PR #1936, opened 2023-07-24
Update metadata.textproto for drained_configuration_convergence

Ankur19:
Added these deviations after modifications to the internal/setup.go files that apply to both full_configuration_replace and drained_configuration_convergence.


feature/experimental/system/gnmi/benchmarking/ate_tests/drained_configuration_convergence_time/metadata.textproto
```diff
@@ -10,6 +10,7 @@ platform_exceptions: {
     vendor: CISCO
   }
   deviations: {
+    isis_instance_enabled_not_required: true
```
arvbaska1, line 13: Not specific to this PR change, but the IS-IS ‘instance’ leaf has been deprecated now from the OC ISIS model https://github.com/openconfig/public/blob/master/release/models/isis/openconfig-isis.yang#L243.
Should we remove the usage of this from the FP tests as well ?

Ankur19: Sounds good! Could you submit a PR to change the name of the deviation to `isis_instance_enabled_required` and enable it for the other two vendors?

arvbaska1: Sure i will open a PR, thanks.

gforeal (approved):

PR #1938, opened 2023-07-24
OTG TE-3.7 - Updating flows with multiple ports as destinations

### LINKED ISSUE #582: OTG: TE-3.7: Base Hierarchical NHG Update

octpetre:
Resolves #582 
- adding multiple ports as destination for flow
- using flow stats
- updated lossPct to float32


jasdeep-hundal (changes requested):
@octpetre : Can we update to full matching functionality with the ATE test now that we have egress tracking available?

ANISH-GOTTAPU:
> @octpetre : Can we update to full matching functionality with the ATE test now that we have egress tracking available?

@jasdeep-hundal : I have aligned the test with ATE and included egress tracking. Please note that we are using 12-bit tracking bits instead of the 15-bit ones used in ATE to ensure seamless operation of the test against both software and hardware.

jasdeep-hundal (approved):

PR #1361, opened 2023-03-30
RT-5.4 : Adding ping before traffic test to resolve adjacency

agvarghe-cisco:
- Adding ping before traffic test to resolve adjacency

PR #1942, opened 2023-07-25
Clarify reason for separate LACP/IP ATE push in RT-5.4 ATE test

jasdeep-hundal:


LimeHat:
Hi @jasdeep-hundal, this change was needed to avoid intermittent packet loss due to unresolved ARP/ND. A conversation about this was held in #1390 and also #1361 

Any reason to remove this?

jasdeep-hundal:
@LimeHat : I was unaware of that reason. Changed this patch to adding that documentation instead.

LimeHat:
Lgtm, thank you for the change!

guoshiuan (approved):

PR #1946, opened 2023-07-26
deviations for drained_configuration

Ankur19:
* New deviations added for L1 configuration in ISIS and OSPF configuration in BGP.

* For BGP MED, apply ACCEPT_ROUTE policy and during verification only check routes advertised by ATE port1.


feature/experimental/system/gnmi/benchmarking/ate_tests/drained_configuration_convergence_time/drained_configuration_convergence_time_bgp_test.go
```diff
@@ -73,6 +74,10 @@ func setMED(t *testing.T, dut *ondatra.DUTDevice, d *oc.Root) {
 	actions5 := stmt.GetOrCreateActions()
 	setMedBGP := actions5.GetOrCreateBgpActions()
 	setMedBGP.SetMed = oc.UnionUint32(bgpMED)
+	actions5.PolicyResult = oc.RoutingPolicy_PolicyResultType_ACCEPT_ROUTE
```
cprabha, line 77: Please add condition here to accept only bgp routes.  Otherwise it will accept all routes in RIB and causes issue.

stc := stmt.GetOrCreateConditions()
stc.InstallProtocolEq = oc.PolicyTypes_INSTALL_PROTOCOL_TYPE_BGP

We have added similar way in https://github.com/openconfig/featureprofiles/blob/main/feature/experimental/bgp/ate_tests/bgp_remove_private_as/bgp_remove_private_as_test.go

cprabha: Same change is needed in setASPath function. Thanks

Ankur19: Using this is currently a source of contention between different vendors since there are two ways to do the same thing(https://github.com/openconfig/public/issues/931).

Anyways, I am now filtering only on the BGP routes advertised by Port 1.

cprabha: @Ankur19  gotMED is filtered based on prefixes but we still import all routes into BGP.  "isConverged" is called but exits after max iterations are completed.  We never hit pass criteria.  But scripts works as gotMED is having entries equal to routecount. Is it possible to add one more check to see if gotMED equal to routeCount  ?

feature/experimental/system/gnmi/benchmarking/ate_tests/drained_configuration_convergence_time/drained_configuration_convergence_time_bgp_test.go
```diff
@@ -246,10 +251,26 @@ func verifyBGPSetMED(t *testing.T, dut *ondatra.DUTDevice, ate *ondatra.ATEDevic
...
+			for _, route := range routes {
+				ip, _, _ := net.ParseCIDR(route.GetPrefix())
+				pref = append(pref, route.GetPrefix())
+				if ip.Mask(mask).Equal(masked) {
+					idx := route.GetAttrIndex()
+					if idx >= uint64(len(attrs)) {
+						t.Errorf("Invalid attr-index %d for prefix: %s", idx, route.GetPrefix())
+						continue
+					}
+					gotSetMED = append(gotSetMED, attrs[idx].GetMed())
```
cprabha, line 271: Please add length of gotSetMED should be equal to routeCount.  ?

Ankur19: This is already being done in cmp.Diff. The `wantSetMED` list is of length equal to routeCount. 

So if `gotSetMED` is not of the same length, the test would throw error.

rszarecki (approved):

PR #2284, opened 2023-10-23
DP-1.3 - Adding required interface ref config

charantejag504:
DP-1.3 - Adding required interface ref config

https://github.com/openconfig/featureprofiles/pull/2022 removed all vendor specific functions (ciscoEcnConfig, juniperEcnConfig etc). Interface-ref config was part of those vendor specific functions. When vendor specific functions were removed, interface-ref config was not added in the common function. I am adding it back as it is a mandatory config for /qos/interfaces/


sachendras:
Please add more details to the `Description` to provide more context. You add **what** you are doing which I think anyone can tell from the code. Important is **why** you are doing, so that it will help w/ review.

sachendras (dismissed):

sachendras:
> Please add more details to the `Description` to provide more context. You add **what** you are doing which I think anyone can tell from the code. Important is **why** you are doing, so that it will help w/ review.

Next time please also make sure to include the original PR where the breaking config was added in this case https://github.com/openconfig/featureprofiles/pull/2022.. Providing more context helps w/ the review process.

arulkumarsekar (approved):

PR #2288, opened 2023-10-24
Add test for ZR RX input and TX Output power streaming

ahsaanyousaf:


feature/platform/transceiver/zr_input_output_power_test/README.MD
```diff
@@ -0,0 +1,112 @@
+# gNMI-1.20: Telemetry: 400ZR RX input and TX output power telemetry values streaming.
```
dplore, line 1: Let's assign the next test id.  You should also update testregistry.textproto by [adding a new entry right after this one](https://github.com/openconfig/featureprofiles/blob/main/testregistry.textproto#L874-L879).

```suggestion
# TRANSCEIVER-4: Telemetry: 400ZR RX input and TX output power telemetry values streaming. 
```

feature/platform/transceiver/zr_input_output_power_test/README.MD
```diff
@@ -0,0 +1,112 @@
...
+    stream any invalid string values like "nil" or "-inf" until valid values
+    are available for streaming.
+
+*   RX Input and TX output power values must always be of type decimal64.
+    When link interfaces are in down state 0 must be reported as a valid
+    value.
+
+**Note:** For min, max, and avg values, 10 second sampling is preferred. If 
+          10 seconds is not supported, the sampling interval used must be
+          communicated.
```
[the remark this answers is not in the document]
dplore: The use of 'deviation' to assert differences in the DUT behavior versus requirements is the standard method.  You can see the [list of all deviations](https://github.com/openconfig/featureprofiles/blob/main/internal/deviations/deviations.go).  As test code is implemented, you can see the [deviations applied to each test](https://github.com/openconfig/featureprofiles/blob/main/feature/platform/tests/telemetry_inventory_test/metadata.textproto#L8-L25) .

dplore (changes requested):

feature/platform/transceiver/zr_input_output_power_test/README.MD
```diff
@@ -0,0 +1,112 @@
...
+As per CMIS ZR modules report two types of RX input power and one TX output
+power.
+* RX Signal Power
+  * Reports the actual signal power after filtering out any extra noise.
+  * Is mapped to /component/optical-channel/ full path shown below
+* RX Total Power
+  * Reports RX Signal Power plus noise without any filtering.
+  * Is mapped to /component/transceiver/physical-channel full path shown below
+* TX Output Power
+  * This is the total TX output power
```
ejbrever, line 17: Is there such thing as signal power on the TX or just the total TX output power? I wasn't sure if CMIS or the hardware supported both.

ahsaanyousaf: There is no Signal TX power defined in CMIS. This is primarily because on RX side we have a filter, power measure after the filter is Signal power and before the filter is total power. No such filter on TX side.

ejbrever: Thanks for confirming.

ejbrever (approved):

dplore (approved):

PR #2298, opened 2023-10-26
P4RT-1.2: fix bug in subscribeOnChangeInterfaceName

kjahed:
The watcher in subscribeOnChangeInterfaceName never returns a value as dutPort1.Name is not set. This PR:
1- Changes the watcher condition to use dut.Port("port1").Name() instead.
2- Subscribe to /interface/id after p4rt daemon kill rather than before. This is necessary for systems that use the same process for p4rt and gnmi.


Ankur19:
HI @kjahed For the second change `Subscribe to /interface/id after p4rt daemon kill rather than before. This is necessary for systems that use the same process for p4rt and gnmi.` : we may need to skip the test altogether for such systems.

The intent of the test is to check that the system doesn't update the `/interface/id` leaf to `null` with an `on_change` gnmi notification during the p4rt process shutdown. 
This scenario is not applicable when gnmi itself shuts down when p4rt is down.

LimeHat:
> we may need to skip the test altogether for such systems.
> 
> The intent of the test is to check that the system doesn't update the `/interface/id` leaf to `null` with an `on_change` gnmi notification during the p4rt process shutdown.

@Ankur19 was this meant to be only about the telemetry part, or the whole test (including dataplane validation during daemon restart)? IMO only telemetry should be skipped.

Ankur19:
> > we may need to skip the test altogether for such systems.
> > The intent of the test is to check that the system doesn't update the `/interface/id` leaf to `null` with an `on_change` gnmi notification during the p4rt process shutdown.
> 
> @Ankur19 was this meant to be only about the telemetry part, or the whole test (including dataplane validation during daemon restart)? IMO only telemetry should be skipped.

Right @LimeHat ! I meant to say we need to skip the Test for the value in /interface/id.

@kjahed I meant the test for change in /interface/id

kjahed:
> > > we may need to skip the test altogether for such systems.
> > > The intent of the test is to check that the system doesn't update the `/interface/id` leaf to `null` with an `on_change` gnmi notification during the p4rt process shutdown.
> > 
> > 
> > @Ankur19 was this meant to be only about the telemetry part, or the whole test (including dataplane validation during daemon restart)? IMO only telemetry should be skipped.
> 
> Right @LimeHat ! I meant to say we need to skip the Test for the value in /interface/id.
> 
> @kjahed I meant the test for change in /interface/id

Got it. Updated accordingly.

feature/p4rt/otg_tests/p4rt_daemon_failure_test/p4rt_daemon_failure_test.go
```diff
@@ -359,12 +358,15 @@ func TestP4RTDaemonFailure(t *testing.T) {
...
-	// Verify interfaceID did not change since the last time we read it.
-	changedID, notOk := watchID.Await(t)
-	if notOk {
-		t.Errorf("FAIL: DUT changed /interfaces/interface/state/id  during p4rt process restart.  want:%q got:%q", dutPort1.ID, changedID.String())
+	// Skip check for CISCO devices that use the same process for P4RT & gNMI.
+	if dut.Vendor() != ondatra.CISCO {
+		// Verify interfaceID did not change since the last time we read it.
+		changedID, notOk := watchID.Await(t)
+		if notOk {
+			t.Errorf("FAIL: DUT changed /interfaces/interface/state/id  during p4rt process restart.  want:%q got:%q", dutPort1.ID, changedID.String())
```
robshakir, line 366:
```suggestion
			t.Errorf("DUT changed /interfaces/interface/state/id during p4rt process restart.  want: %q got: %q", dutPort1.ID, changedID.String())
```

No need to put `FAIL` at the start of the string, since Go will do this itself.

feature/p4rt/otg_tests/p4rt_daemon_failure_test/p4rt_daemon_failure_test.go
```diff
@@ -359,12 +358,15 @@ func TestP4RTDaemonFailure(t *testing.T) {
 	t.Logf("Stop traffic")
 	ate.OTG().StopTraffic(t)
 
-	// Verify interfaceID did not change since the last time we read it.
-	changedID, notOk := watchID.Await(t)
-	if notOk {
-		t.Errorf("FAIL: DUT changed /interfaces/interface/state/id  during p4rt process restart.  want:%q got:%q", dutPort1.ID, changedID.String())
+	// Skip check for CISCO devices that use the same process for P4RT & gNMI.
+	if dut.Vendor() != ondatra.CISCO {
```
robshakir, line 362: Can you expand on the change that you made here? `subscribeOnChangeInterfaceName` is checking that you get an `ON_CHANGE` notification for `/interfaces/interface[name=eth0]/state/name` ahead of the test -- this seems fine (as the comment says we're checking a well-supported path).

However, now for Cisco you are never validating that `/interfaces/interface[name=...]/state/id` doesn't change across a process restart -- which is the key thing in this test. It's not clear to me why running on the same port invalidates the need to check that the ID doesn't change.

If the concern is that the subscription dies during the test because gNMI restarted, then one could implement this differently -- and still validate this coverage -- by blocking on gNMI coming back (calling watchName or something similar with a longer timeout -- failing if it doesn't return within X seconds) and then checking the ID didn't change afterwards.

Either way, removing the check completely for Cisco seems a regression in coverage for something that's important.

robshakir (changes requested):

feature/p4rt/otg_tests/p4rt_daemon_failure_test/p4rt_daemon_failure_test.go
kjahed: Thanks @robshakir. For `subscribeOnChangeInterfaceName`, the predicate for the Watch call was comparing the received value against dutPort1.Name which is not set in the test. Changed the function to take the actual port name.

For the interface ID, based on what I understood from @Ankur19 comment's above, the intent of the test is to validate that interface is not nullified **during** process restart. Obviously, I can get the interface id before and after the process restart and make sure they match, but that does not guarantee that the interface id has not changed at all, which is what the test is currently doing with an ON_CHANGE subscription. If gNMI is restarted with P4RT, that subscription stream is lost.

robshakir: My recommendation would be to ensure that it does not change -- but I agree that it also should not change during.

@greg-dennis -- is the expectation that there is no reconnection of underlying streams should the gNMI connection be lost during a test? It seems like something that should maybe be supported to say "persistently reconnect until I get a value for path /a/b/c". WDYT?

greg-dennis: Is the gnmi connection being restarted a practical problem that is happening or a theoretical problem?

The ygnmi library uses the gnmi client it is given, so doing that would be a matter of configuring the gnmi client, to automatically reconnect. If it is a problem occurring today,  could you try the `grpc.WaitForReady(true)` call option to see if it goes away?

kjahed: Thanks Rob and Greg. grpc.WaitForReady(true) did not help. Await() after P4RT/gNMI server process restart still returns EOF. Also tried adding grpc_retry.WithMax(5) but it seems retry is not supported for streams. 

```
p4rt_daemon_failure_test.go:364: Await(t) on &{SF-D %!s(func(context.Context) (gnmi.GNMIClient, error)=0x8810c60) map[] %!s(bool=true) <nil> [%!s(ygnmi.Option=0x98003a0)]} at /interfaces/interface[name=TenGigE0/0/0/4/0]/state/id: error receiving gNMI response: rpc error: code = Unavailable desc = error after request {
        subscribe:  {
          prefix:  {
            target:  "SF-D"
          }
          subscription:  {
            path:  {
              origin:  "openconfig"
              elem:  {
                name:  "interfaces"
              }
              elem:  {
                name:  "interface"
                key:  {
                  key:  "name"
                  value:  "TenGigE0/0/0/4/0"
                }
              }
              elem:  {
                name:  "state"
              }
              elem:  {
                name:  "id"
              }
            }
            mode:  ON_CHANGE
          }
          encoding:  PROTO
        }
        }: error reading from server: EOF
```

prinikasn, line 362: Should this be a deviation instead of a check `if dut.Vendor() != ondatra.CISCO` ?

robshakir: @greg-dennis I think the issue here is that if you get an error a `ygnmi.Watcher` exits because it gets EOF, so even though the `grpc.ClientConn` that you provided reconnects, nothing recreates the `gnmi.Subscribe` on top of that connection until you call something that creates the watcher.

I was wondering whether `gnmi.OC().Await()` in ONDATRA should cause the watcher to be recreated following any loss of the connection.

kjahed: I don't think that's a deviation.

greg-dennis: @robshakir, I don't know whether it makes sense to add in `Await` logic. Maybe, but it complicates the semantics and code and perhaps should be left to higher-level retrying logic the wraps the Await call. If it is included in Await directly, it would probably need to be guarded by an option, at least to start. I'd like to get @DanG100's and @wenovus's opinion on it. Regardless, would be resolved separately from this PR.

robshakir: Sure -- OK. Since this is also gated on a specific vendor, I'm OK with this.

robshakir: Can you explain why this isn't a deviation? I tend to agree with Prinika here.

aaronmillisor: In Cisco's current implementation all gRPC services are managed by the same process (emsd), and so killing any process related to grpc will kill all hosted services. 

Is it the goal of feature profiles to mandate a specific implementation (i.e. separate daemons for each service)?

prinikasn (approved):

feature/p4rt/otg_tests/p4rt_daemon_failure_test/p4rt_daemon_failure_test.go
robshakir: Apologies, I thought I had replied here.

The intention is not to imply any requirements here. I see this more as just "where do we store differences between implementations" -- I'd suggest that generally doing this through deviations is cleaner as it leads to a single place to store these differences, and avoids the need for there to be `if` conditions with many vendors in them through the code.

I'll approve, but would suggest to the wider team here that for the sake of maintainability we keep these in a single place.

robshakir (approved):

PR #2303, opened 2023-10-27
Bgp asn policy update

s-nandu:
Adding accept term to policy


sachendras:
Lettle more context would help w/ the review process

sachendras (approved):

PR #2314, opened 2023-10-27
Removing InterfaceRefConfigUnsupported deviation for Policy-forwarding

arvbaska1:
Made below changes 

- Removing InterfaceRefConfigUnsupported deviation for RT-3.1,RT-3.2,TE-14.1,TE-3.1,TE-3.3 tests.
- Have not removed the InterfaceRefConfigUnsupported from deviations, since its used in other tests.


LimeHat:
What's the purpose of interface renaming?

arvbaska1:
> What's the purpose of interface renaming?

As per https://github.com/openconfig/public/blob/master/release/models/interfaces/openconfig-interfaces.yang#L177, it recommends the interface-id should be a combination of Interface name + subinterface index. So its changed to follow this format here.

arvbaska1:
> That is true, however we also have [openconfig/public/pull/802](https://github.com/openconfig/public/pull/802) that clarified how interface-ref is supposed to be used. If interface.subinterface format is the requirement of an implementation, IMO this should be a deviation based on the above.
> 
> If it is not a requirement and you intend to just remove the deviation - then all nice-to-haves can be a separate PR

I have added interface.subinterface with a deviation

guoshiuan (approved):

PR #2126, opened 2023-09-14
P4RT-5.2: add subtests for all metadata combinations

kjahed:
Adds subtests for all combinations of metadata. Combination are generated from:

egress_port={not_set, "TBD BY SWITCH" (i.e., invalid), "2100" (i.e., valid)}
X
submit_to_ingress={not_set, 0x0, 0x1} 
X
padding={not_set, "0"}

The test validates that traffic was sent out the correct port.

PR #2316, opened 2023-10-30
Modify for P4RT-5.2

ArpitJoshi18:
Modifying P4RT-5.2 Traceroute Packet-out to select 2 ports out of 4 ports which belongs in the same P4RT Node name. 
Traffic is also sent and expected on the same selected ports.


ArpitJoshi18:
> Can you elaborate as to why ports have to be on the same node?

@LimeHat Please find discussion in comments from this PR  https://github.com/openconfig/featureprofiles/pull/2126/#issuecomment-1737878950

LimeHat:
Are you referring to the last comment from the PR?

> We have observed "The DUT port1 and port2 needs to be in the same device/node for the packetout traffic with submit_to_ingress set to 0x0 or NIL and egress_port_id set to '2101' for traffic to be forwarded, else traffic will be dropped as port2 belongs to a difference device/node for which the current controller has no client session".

-----

▶ Task item:
Check the lines above and copy each one that includes "functionality".

▶ Completed exercise:
@octpetre : Can we update to full matching functionality with the ATE test now that we have egress tracking available?
> @octpetre : Can we update to full matching functionality with the ATE test now that we have egress tracking available?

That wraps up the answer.